§ What to produce: Retype all of the entries that appear below, keeping them exactly as they are.

*** Opening Record set ***

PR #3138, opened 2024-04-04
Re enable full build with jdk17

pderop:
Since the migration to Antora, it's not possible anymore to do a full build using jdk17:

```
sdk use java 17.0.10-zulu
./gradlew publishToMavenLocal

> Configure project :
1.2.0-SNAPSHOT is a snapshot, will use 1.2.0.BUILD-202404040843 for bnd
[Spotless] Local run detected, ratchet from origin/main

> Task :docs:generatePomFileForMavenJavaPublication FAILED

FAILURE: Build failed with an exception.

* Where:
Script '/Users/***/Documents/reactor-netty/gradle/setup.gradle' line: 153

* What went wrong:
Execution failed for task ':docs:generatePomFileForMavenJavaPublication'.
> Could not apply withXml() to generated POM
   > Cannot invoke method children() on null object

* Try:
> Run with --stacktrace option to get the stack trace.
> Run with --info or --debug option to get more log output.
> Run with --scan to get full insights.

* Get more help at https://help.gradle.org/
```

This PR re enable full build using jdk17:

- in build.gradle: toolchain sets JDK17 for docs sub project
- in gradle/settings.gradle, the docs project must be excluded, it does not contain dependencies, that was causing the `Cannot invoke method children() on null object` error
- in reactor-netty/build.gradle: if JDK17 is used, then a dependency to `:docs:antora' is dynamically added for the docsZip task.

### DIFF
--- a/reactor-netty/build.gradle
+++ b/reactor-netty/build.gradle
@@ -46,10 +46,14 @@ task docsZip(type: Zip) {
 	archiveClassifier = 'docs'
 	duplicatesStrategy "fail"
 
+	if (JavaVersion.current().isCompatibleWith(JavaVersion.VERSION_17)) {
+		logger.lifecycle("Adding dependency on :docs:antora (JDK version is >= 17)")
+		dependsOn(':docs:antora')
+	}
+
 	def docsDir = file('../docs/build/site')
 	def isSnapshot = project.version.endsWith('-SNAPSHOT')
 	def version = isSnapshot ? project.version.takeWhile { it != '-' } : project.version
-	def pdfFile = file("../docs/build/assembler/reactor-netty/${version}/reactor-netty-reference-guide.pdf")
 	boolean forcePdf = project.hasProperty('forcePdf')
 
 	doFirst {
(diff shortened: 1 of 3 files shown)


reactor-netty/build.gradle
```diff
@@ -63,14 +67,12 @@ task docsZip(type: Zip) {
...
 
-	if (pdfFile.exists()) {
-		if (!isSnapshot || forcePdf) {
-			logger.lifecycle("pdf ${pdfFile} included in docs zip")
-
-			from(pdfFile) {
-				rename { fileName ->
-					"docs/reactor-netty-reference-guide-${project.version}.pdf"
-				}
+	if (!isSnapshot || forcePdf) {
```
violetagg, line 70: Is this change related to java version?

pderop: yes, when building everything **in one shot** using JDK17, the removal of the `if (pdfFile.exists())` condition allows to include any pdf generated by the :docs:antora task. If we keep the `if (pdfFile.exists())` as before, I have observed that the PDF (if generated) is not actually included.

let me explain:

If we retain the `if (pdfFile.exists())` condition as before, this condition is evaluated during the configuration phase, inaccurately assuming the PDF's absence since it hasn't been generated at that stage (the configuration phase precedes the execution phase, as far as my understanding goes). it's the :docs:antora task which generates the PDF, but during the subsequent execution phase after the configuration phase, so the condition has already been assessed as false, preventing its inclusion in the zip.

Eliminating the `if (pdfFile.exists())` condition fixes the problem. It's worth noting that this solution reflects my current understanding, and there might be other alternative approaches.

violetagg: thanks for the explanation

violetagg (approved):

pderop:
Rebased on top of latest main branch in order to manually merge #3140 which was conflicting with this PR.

*** Closing Record set ***

§ Written solution:
PR #3138, opened 2024-04-04
Re enable full build with jdk17

pderop:
Since the migration to Antora, it's not possible anymore to do a full build using jdk17:

```
sdk use java 17.0.10-zulu
./gradlew publishToMavenLocal

> Configure project :
1.2.0-SNAPSHOT is a snapshot, will use 1.2.0.BUILD-202404040843 for bnd
[Spotless] Local run detected, ratchet from origin/main

> Task :docs:generatePomFileForMavenJavaPublication FAILED

FAILURE: Build failed with an exception.

* Where:
Script '/Users/***/Documents/reactor-netty/gradle/setup.gradle' line: 153

* What went wrong:
Execution failed for task ':docs:generatePomFileForMavenJavaPublication'.
> Could not apply withXml() to generated POM
   > Cannot invoke method children() on null object

* Try:
> Run with --stacktrace option to get the stack trace.
> Run with --info or --debug option to get more log output.
> Run with --scan to get full insights.

* Get more help at https://help.gradle.org/
```

This PR re enable full build using jdk17:

- in build.gradle: toolchain sets JDK17 for docs sub project
- in gradle/settings.gradle, the docs project must be excluded, it does not contain dependencies, that was causing the `Cannot invoke method children() on null object` error
- in reactor-netty/build.gradle: if JDK17 is used, then a dependency to `:docs:antora' is dynamically added for the docsZip task.

### DIFF
--- a/reactor-netty/build.gradle
+++ b/reactor-netty/build.gradle
@@ -46,10 +46,14 @@ task docsZip(type: Zip) {
 	archiveClassifier = 'docs'
 	duplicatesStrategy "fail"
 
+	if (JavaVersion.current().isCompatibleWith(JavaVersion.VERSION_17)) {
+		logger.lifecycle("Adding dependency on :docs:antora (JDK version is >= 17)")
+		dependsOn(':docs:antora')
+	}
+
 	def docsDir = file('../docs/build/site')
 	def isSnapshot = project.version.endsWith('-SNAPSHOT')
 	def version = isSnapshot ? project.version.takeWhile { it != '-' } : project.version
-	def pdfFile = file("../docs/build/assembler/reactor-netty/${version}/reactor-netty-reference-guide.pdf")
 	boolean forcePdf = project.hasProperty('forcePdf')
 
 	doFirst {
(diff shortened: 1 of 3 files shown)


reactor-netty/build.gradle
```diff
@@ -63,14 +67,12 @@ task docsZip(type: Zip) {
...
 
-	if (pdfFile.exists()) {
-		if (!isSnapshot || forcePdf) {
-			logger.lifecycle("pdf ${pdfFile} included in docs zip")
-
-			from(pdfFile) {
-				rename { fileName ->
-					"docs/reactor-netty-reference-guide-${project.version}.pdf"
-				}
+	if (!isSnapshot || forcePdf) {
```
violetagg, line 70: Is this change related to java version?

pderop: yes, when building everything **in one shot** using JDK17, the removal of the `if (pdfFile.exists())` condition allows to include any pdf generated by the :docs:antora task. If we keep the `if (pdfFile.exists())` as before, I have observed that the PDF (if generated) is not actually included.

let me explain:

If we retain the `if (pdfFile.exists())` condition as before, this condition is evaluated during the configuration phase, inaccurately assuming the PDF's absence since it hasn't been generated at that stage (the configuration phase precedes the execution phase, as far as my understanding goes). it's the :docs:antora task which generates the PDF, but during the subsequent execution phase after the configuration phase, so the condition has already been assessed as false, preventing its inclusion in the zip.

Eliminating the `if (pdfFile.exists())` condition fixes the problem. It's worth noting that this solution reflects my current understanding, and there might be other alternative approaches.

violetagg: thanks for the explanation

violetagg (approved):

pderop:
Rebased on top of latest main branch in order to manually merge #3140 which was conflicting with this PR.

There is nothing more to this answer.